• WHAT THIS TASK INVOLVES: Could you output the complete listing given below exactly?

•••••

PR #395, opened 2026-07-23
Add UpdateCategoryPosition endpoint

PrestaEdit:
## Summary
- Exposes `UpdateCategoryPositionCommand` as a new `PUT /categories/update-position` endpoint, mirroring the admin grid drag-and-drop payload.
- Body: `{ \"categoryId\": int, \"parentCategoryId\": int, \"way\": int, \"positions\": string[], \"foundFirst\": bool }`. Requires the `category_write` scope.
- Position tokens follow the same `\"prefix_{parentId}_{categoryId}\"` convention parsed by the legacy handler.

## Test plan
- [ ] `composer run-module-tests` — verify `testUpdateCategoryPosition` creates two siblings under Home, swaps their positions via the API, and observes the reversed order on subsequent GETs.
- [ ] Manual sanity check via Swagger UI: pick a small sibling set (e.g. two categories under Home), swap them, confirm the admin back-office grid reflects the new order.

•••••

• TASK ANSWER:
PR #395, opened 2026-07-23
Add UpdateCategoryPosition endpoint

PrestaEdit:
## Summary
- Exposes `UpdateCategoryPositionCommand` as a new `PUT /categories/update-position` endpoint, mirroring the admin grid drag-and-drop payload.
- Body: `{ \"categoryId\": int, \"parentCategoryId\": int, \"way\": int, \"positions\": string[], \"foundFirst\": bool }`. Requires the `category_write` scope.
- Position tokens follow the same `\"prefix_{parentId}_{categoryId}\"` convention parsed by the legacy handler.

## Test plan
- [ ] `composer run-module-tests` — verify `testUpdateCategoryPosition` creates two siblings under Home, swaps their positions via the API, and observes the reversed order on subsequent GETs.
- [ ] Manual sanity check via Swagger UI: pick a small sibling set (e.g. two categories under Home), swap them, confirm the admin back-office grid reflects the new order.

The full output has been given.